- Born: February 16, 1909 New York City
- Died: April 29, 1977 (aged 68)
- Education: University of Michigan (B.S., M.S., Ph.D.)
- Known for: Iron metabolism
- Spouse: Elsa
- Children: One daughter, one son
- Scientific career
- Fields: Biochemistry
- Institutions: Rockefeller Institute for Medical Research
- Academic advisors: Leonor Michaelis

= Sam Granick =

American biochemist

Sam Granick (February 16, 1909 – April 29, 1977) was an American biochemist known for his studies of ferritin and iron metabolism more broadly, of chloroplast structure, and of the biosynthesis of heme and related molecules.

==Life==
Granick was born in New York City, and earned a B.S. (1931), M.S. (1933) and Ph.D. (1938) degrees from the University of Michigan, where he completed a dissertation in plant physiology. In 1939 Granick joined the laboratory of biochemist Leonor Michaelis at the Rockefeller Institute for Medical Research; he would remain at the Rockefeller Institute for the rest of his scientific career.

==Research==
Between 1942 and 1946, Granick and Michaelis, along with Alexandre Rothen, published a series of important research papers on ferritin and other ferric compounds in the Journal of Biological Chemistry.
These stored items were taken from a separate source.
PR #4409, opened 2024-02-19
sandbox nym-mixnode on OpenBSD

timkuijsten:
These patches [pledge(2)](https://man.openbsd.org/pledge.2) and [unveil(2)](https://man.openbsd.org/unveil.2) the nym-mixnode daemon so that it can be run with more confidence that it won't disrupt or interfere with other processes running on the same system. Roughly speaking, pledge is like Linux seccomp and unveil can be compared with [Landlock](https://docs.kernel.org/security/landlock.html).

I know this is a bit of a wild shot, but would the project be interested in incorporating patches like these?

### DIFF
--- a/Cargo.lock
+++ b/Cargo.lock
@@ -5745,6 +5745,7 @@ dependencies = [
  "nym-types",
  "nym-validator-client",
  "opentelemetry",
+ "pledge",
  "rand 0.7.3",
  "serde",
  "serde_json",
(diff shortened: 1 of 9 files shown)


octol:
Sorry for the delay, I think this could be interesting. And maybe we can place it behind `#[cfg(target_os = openbsd)]`?

tommyv1987:
@octol do you think we should apply this to nym-nodes? as mixnode are now deprecated?

octol:
> @octol do you think we should apply this to nym-nodes? as mixnode are now deprecated?

I think it's an interesting thing yep, but I don't have a OpenBSD environment to experiment on currently

PR #4426, opened 2024-02-22
Fix windows build

neacsu:


common/client-libs/gateway-client/src/client.rs
```diff
@@ -33,14 +33,14 @@ use std::sync::Arc;
...
-#[cfg(not(target_arch = "wasm32"))]
+#[cfg(unix)]
 use std::os::fd::RawFd;
 #[cfg(not(target_arch = "wasm32"))]
 use tokio::time::sleep;
 #[cfg(not(target_arch = "wasm32"))]
 use tokio_tungstenite::connect_async;
 
-#[cfg(target_arch = "wasm32")]
+#[cfg(not(unix))]
```
jstuczyn, line 43: so I guess we don't need the file descriptor in windows?

jstuczyn (approved):
.

common/client-libs/gateway-client/src/client.rs
neacsu: Yep, I think they don't even have that notion, and this fd is needed only for android for now

PR #4431, opened 2024-02-27
Add IPv6 support to IPPR 

neacsu:


common/ip-packet-requests/src/lib.rs
```diff
@@ -1,8 +1,17 @@
+use serde::{Deserialize, Serialize};
+use std::net::{Ipv4Addr, Ipv6Addr};
+
 pub mod codec;
 pub mod request;
 pub mod response;
 
-pub const CURRENT_VERSION: u8 = 3;
+pub const CURRENT_VERSION: u8 = 4;
```
jstuczyn, line 10: Imo it'd be nice to have a short comment here showing what changed between versions (just for our own future reference), like
version3: initial version
version4: ipv6 support

oh and btw. I'm just curious: since we bumped up the version by adding the extra feature, would we still be able to handle v3 requests? if not, imo it's still fine given we're not at the point of needing backwards compatibility

common/ip-packet-requests/src/lib.rs
```diff
@@ -1,8 +1,17 @@
...
+
+#[derive(Copy, Clone, Debug, PartialEq, Eq, Hash, Serialize, Deserialize)]
+pub struct IPPair {
+    pub ipv4: Ipv4Addr,
+    pub ipv6: Ipv6Addr,
```
jstuczyn, line 15: maybe I'm missing something, but wouldn't this change require you to provide **both** ipv4 and ipv6 addresses for each request? shouldn't ipv6 be an option instead given it might not always be available?

service-providers/ip-packet-router/src/constants.rs
```diff
@@ -2,8 +2,10 @@ use std::time::Duration;
 
 // The interface used to route traffic
 pub const TUN_BASE_NAME: &str = "nymtun";
-pub const TUN_DEVICE_ADDRESS: &str = "10.0.0.1";
-pub const TUN_DEVICE_NETMASK: &str = "255.255.255.0";
+pub const TUN_DEVICE_ADDRESS_V4: &str = "10.0.0.1";
```
jstuczyn: would it perhaps make more sense to define those using concrete types? 
i.e. for example
```rust
pub const TUN_DEVICE_ADDRESS_V4: IpAddr = IpAddr::V4(Ipv4Addr::new(10,0,0,1));
```

this way you won't have to parse and unwrap anything

service-providers/ip-packet-router/src/util/generate_new_ip.rs
```diff
@@ -1,38 +1,54 @@
...
+use std::net::Ipv6Addr;
+use std::{collections::HashMap, net::Ipv4Addr};
 
-use crate::{constants::TUN_DEVICE_ADDRESS, mixnet_listener::ConnectedClient};
+use crate::constants::{TUN_DEVICE_ADDRESS_V4, TUN_DEVICE_ADDRESS_V6};
 
 // Find an available IP address in self.connected_clients
 // TODO: make this nicer
-fn generate_random_ip_within_subnet() -> Ipv4Addr {
+fn generate_random_ips_within_subnet() -> IPPair {
```
jstuczyn, line 9: is there any particular reason for having to use random ips rather than just using incremental values by keeping a counter?
i.e. first client would get `10.0.0.1`, the second client would get `10.0.0.2`, etc.

common/ip-packet-requests/src/lib.rs
jstuczyn: oh. I guess the tun device will give you one.
but I wonder if we might have a problem if the gateway's network stack does not support ipv6 (which might be the case for people running them on some crappy vps)

service-providers/ip-packet-router/src/mixnet_listener.rs
```diff
@@ -48,46 +52,63 @@ impl ConnectedClients {
...
+            IpAddr::V4(ip) => self.clients_ipv4_mapping.get_mut(ip),
+            IpAddr::V6(ip) => self.clients_ipv6_mapping.get_mut(ip),
+        }
     }
 
-    fn is_nym_address_connected(&self, nym_address: &Recipient) -> bool {
-        self.clients
-            .values()
-            .any(|client| client.nym_address == *nym_address)
+    async fn is_nym_address_connected(&self, nym_address: &Recipient) -> bool {
```
jstuczyn: if we rely on this method in multiple places, it might become a bottleneck down the line since we're having to go through **all** connected clients and then wait trying to read **each** value. could we maybe have a reverse map somewhere? (not neccessarily now in this PR, but at some point in the future)

jstuczyn (approved):

common/ip-packet-requests/src/lib.rs
neacsu: I've added the comment, it sounds useful for posterity.
No, there won't be any backwards compatibility, I haven't approached that since it wasn't really needed now. We'll have to make sure to redeploy all gateways.

common/ip-packet-requests/src/lib.rs
neacsu: That's a fair point, but I would say more for clients than for gateways, since we kind of expect IPv6 support from gateways, right? And for clients, from the types that currently work for the vpn (linux, macos, android), I think there might only be a small portion of legacy linux devices that don't have IPv6 support in their network stack. But even so, maybe making it an `Option` now rather then having to change the version later to support them is a safer approach.

service-providers/ip-packet-router/src/constants.rs
neacsu: Nice catch, I'll do that, thanks.

service-providers/ip-packet-router/src/util/generate_new_ip.rs
neacsu: I'm not sure why this is the approach @octol took, but we should talk and possibly change the approach here, as it can end up with inconsistent behaviour for users when close to reaching the limit, especially if we increase the size of the networks.

service-providers/ip-packet-router/src/mixnet_listener.rs
neacsu: Yep, you're right, this could be a bottleneck, and I think an unnecessary one too. I simplified the `Arc<RwLock>`, since they weren't needed everywhere anyway.

common/ip-packet-requests/src/lib.rs
neacsu: On second thought, I think this is not the place to modify this, because it only affects gateways, like you said, and I think those should have IPv6 support as a requirement. I will take a look at client side, in the other repo, as to not fail in case of lack of IPv6 support.

service-providers/ip-packet-router/src/util/generate_new_ip.rs
octol: I've seen other networking libs trying hard to avoid sequential client ids to avoid information leakage

PR #5069, opened 2024-10-31
chore: deprecated old nym-api client methods and replaced them when possible

jstuczyn:
this is to that the next time those methods are used outside the monorepo, the relevant calls flag up the CI via clippy

- - -
This change is [Reviewable](https://reviewable.io/reviews/nymtech/nym/5069)


octol (approved):
This will be most helpful

PR #5078, opened 2024-11-01
Statistics collection and reporting scaffolding

jmwample:
This PR attempts to integrate the statistics collection and reporting mechanisms we are putting together. The mechanisms are not fully done, this is meant to close the gaps on the implementation so we can work in parallel.

- - -
This change is [Reviewable](https://reviewable.io/reviews/nymtech/nym/5078)


simonwicky (approved):
LGTM

jmwample:
Rebased onto the changes in the upstream branch

I made things a little more static using an `enum` instead of boxed trait objects in `statistics_control.rs` to avoid dynamic dispatch since it isn't forced on us yet. There are some things that feel a bit repetitive at the moment, where we could likely combine / simplify.

For now I would like to merge this so I can start biting off smaller chunks.

PR #5086, opened 2024-11-04
Fix redirects

mfahampshire:
Fixing redirects to work with new base path ( s/o @fmtabbara :) )

- - -
This change is [Reviewable](https://reviewable.io/reviews/nymtech/nym/5086)


serinko (approved):
Tested! Ship it!

PR #5092, opened 2024-11-05
nyxd-scraper: add config to make pre-commit storage optional

pwnfoo:
This change is [Reviewable](https://reviewable.io/reviews/nymtech/nym/5092)

### DIFF
--- a/common/nyxd-scraper/src/block_processor/mod.rs
+++ b/common/nyxd-scraper/src/block_processor/mod.rs
@@ -66,6 +66,7 @@ pub struct BlockProcessor {
     msg_modules: Vec<Box<dyn MsgModule + Send>>,
 }
 
+#[allow(clippy::too_many_arguments)]
 impl BlockProcessor {
     pub async fn new(
         pruning_options: PruningOptions,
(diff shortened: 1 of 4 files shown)


common/nyxd-scraper/src/block_processor/mod.rs
```diff
@@ -44,6 +44,7 @@ impl PendingSync {
 
 pub struct BlockProcessor {
     pruning_options: PruningOptions,
+    store_precommits: bool,
```
jstuczyn: perhaps define an intermediate `Config` struct with all the possible options, like storing precommits, pruning, etc?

In the first paper, Granick showed that contrary to earlier studies purified ferritin contains no nucleic acid and varies in its content of iron and phosphorus. A second paper, by Granick and Michaelis, showed that iron could be removed from ferritin to produce apoferritin. Granick went on to study the structure of chloroplasts, a continuation of previous work, including, in 1947 with Keith R. Porter, the first application of an electron microscope to chloroplasts.

==Distinctions==
Granick was a member of the United States National Academy of Sciences and the American Academy of Arts and Sciences.